Répression

Ils tapent sur les élèves
vendredi 10 décembre 2010

En guise de réponse aux mobilisations du mois d’octobre, le gouvernement a déclenché des violences policières, notamment lors des manifestations lycéennes. On connaît par cœur le procédé, mais, rien à faire, ça surprend toujours dans un pays qu’on a la naïveté de croire civilisé. A Lyon-Bellecour, à Montreuil et même Chambéry, petite ville de province où aucune manif n’avait encore connu de telles violences, Hortefeux a encore fait parler la force, seule réponse qu’il ait trouvée aux mobilisations massives contre la réforme des retraites.
Pour accompagner le tout, une mise en garde écrite du ministère aux élèves et aux familles via les rectorats où il est question, sur un ton nauséabond, de « devoir d’assiduité » et de « trouble à l’ordre public », et qu’on a demandé aux chefs d’établissements de diffuser aux familles, histoire de semer le doute et la peur parmi celles-ci dans le but de faire taire toute contestation. On y ajoute les menaces d’inscription des absences non-justifiées sur le bulletin scolaire, avec en fond le chantage à la suppression des allocations familiales, et le tableau est complet, d’autant que certains membres zélés des équipes de direction de certains établissements ne manquent pas, pour se faire bien voir, d’en rajouter une couche personnelle.

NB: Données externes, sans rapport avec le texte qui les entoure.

PR #319, opened 2021-10-01
14.0 mig crm lead tag multi company

cvinh:
The model name changed from crm.lead.tag to crm.tag so there's a lot of renaming in that migration


cvinh:
Can you please add no stale label ?

cvinh:
Can you please add no stale label ?

cvinh:
Can you please apply 'no stale' label ?

PR #321, opened 2021-10-06
[13.0][FIX] account_multicompany_easy_creation: Fix tests if l10n es previously installed.

victoralmau:
Related to: https://github.com/OCA/multi-company/pull/317

Error in some cases: `ValueError: External ID not found in the system: l10n_generic_coa.configurable_chart_template`

**Steps to reproduce the error previously**:
- Install `l10n_es`
- Install `account_multicompany_easy_creation`
- Run the tests.

**Reasons**:
When `account_multicompany_easy_creation` is installed in the first place, `l10n_generic_coa` is self-installed and everything works correctly, but if we have previously installed `l10n_es`, `l10n_generic_coa` will no longer be installed which caused the error of not being able to load that accounting template.

Additionally, a cache problem that appeared in some cases is solved (install l10n_es + account_multicompany_easy_creation + run tests).

Please @pedrobaeza can you review it?

@Tecnativa TT32209

### DIFF
--- a/account_multicompany_easy_creation/wizards/multicompany_easy_creation.py
+++ b/account_multicompany_easy_creation/wizards/multicompany_easy_creation.py
@@ -169,13 +169,12 @@ class AccountMulticompanyEasyCreationWiz(models.TransientModel):
         self.create_bank_journals()
         self.create_sequences()
 
-    @ormcache("self.id", "company_id", "match_tax_ids")
-    def taxes_by_company(self, company_id, match_tax_ids):
+    @ormcache("self.id", "company_id", "match_taxes")
+    def taxes_by_company(self, company_id, match_taxes):
         AccountTax = self.env["account.tax"].sudo()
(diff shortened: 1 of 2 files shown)


account_multicompany_easy_creation/wizards/multicompany_easy_creation.py
```diff
@@ -169,7 +168,6 @@ def create_company(self):
         self.create_bank_journals()
         self.create_sequences()
 
-    @ormcache("self.id", "company_id", "match_tax_ids")
```
pedrobaeza, line 172: Why are you removing this? It's vital for the performance.

victoralmau: I have finally left the cache but changed something to avoid errors.

pedrobaeza (approved):

pedrobaeza (approved):

carlosdauden (approved):

PR #322, opened 2021-10-07
[FIX] account_invoice_intercompany: Force no default journal

etobella:
This change is necessary because an error is raised due to journal when creating a new invoice from the dashboard. As you can see, the journal is forced:

https://github.com/odoo/odoo/blob/12.0/addons/account/views/account_journal_dashboard_view.xml#L148
https://github.com/odoo/odoo/blob/13.0/addons/account/models/account_journal_dashboard.py#L383

### DIFF
--- a/account_invoice_inter_company/models/account_move.py
+++ b/account_invoice_inter_company/models/account_move.py
@@ -3,7 +3,7 @@
 from odoo import _, api, fields, models
 from odoo.exceptions import AccessError, UserError
 from odoo.tests.common import Form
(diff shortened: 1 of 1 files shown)


pedrobaeza:
A more general approach is to use `clean_context` method from utils to avoid this and other possible defaults.

albariera (approved):
LGTM :+1:

rafaelbn (approved):
LGTM 👍 +1

olgamarcocb (approved):
LGTM :+1:

PR #8, opened 2016-11-07
MOBILE-2292: Add JSON deserialization to JsonSerializable

brianblanchard-wf:
### Description
- To do some of the serialization of w_modules there has to be some kind of common serialization logic that classes can implement. Add a deserialization constructor to the existing JsonSerializable abstract class so all consumers of w_common have access to it.

### Changes
- Added a `fromJson` named constructor to the `JsonSerialization` abstract class.
- Updated unit tests and documentation.

### Semantic Versioning

> **This library is still pre-1.0.0.**
>
> Patches and minor changes will be released in a patch version, while breaking
> changes can be released in a minor version.

- [x] **Patch**
- [ ] **Minor**

### Testing/QA

- [ ] CI passes

### Code Review

@dustinlessard-wf @evanweible-wf @jayudey-wf @maxwellpeterson-wf @sebastianmalysa-wf @trentgrover-wf


aviary2-wf:
## Raven
Number of Findings: 0

dustinlessard-wf:
+1

evanweible-wf:
@brianblanchard-wf unfortunately I don't think this is having the intended effect - it doesn't force extending/implementing classes to provide a `fromJson()` constructor. Regardless of whether a subclasser `implements` or `extends` JsonSerializable, their class can provide any (or no) constructors. For example:

```dart
abstract class JsonSerializable {
  JsonSerializable();
  JsonSerializable.fromJson(Map json);
}

class ImplementingClass implements JsonSerializable {}

class ExtendingClass extends JsonSerializable {
  ExtendingClass(String differentSignature) { /* ... */ }
  ExtendingClass.fromJson(String encodedJson) { /* ... */ }
}
```

If you were to run the above code through the `dartanalyzer`, it would come back clean. It appears there's no way in Dart to guarantee that a class will provide a certain constructor (this is not something I totally realized until just playing around with it today, so if someone knows something I don't, please correct me).

maxwellpeterson-wf:
Building on what Evan said - I was curious if this was possible in Java (which has heavily influenced Dart) and it seems like it isn't supported there either: http://stackoverflow.com/questions/3164334/how-can-i-force-a-constructor-to-be-defined-in-all-subclass-of-my-abstract-class

This is something I'd be curious to get the Dart language guys' opinions on. Perhaps there is an alternative approach that yields a similar result.

brianblanchard-wf:
@maxwellpeterson-wf I was thats what I was running into as well. I guess I can define a `fromJson` instance method that you could call after initializing a new object? Thoughts?

```
JsonSerializable()..fromJson(map)
```

evanweible-wf:
@brianblanchard-wf I'm not sure I like that approach either. Beyond the fact that it's a method playing the role of a constructor, it would prevent an extending/implementing class from being immutable.

Perhaps there's another approach or solution that would suffice here. Could you require that consumers of your API provide a separate factory function that takes a serialized input?

brianblanchard-wf:
@evanweible-wf Wouldn't that lead to the same issue as the named constructors? I am pretty sure you cannot enforce any type of constructor. You guys are much more proficient in dart than I am so any other suggestions are appreciated.

brianblanchard-wf:
@evanweible-wf I have seen the named constructor pattern used in the dart transformer code. It is very similar to how I am using the named constructor.

Definition: https://github.com/dart-lang/barback/blob/master/example/simple_transformer/lib/transformer.dart#L12-L15

Invocation: https://github.com/dart-lang/pub/blob/3a96c86ab75255e114eb47aaadf4f1f81cf056b7/lib/src/asset/dart/transformer_isolate.dart#L69

evanweible-wf:
@brianblanchard-wf yes, it would be possible with mirrors. My suggestion above may not have been clear, I'm not saying that you require a factory constructor, instead your could require a function matching a certain signature that returns an instance of whatever it is you would want to be the result of the deserialization.

```dart
typedef SerializableEvent EventDeserializer(Map<String, dynamic> json);
```

Then your API would expect something of that type in order to do the deserialization. Does that make sense?

brianblanchard-wf:
After talking with @evanweible-wf offline, it looks like this approach is not going to have the desired effects. Closing this CR.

En 2010, l’armée et la police sont donc toujours les bras armés du capitalisme qui n’hésite pas à les utiliser quand il n’a plus d’arguments. Ce n’est pas une découverte, mais il est bon de le rappeler tout de même au moment où la contestation se fait nombreuse, bruyante, parfois radicale, et que, malgré tout, certains restent comme anesthésiés dans leurs bulles en attendant un hypothétique changement en 2012.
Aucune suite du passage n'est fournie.